WA: This is another reason we want to do this film—because there’s an invisibility of lesbian women in the story of AIDS. And while of course men deserve to be heard, gay women were a part of that devastation, too. Lesbians were caretakers. They were activists. For good or bad, they were put into positions of power because so many gay men had died. There was a level of empowerment that came because of that. And we saw this shift at Café Tabac, how women were representing, how they were dressing, how they were owning themselves.
KS: The women at the forefront of AIDS activism were absolutely integral to the articulation of its connection to the larger Gay Liberation Movement, and it really progressed and unified the movement, which was, before, gender segregated. Creativity was also really crucial to the efficacy of the movement, which resulted in this acceleration towards equal rights. In this climate of AIDS, there was what felt like a moral mandate to “come out.” LGBTQ visibility was a matter of life and death. And that visibility synched with the need for lesbian visibility within the movement. It led to this daring, expanded expression for women, which found its stage at Café Tabac. It was breathtaking.
How did you two come together and decide to make this documentary and podcast?
KS: Café Tabac was my coming of age. And every subsequent queer space created by Wanda has played a crucial role in the development of my queer identity, not to mention this invaluable friendship with Wanda nurtured now over decades. Her critical role in our community cannot be overstated, especially in light of today’s near-extinction of lesbian bars because of gentrification, online dating, and, ironically, increased acceptance of lesbians in society. We wanted to honor this idea of lesbian spaces, Wanda’s legacy, the tight community of friends Tabac spawned, and the incredible women who came out of it who changed the world. We also saw the crucial role of telling our own stories to fill the void of lesbian history.
WA: I’ve never been to a place that had that feeling of not only community, but of love, of fierceness, a sincere, genuine, warm, comforting space where you could walk in by yourself, sit at a table of strangers, start a conversation with a group of amazingly creative and diverse women and remain friends for 30 years from that one night. We didn't have an idea in our head that this was going to be any kind of documentary. We just wanted to start interviewing the patrons that were there to ask them, “What was it about that night that you’re still talking about it all these years later?”

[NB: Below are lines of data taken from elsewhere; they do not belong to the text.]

PR #298, opened 2026-08-31
chore: release v8.0.1

andrei-21:
### Added

- Configurable relay connection count and lifetime limits.
- HTTP connection, header, body, and drain timeouts.

### Changed

- Hardened HTTP/1 and HTTP/2 handling against resource exhaustion.
- Replaced `axum-server` with direct Hyper/Tokio handling.
- Reduced relay error-response memory usage.
- Improved client, relay, configuration, and feature documentation.

### DIFF
--- a/Cargo.lock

How does the Sundays at Café Tabac podcast connect to the documentary?
WA: We’ve been working on the documentary for the past six years, but the podcast idea started during Covid. We’d interviewed 60-plus people by then, and there were so many conversations we couldn’t include in the documentary. Some of these were coming out stories that were just so amazing—emotional, funny, brutal. And we wanted to keep the momentum going and share these stories of hope and liberation. I’d considered doing a virtual event for Pride, but decided to launch the podcast instead.
The podcast is really remarkable in that all the episodes are coming out stories and yet they all feel so, so different.
KS: Yes! What we found was that the specificity of the details reflects different time periods, religions, and cultures and ways of thinking. I love discovering different ways queerness is articulated. But when it comes down to it, these are authentic stories about familial acceptance and owning who you are.
WA: It’s so powerful and universal, and we hope people outside our community listen to it. They are all so uniquely personal and ultimately about expressing and finding your true self despite societal, cultural, and familial boundaries. Some parents have learned and related to these stories as they navigate through their own journey as parents to LGBTQ kids.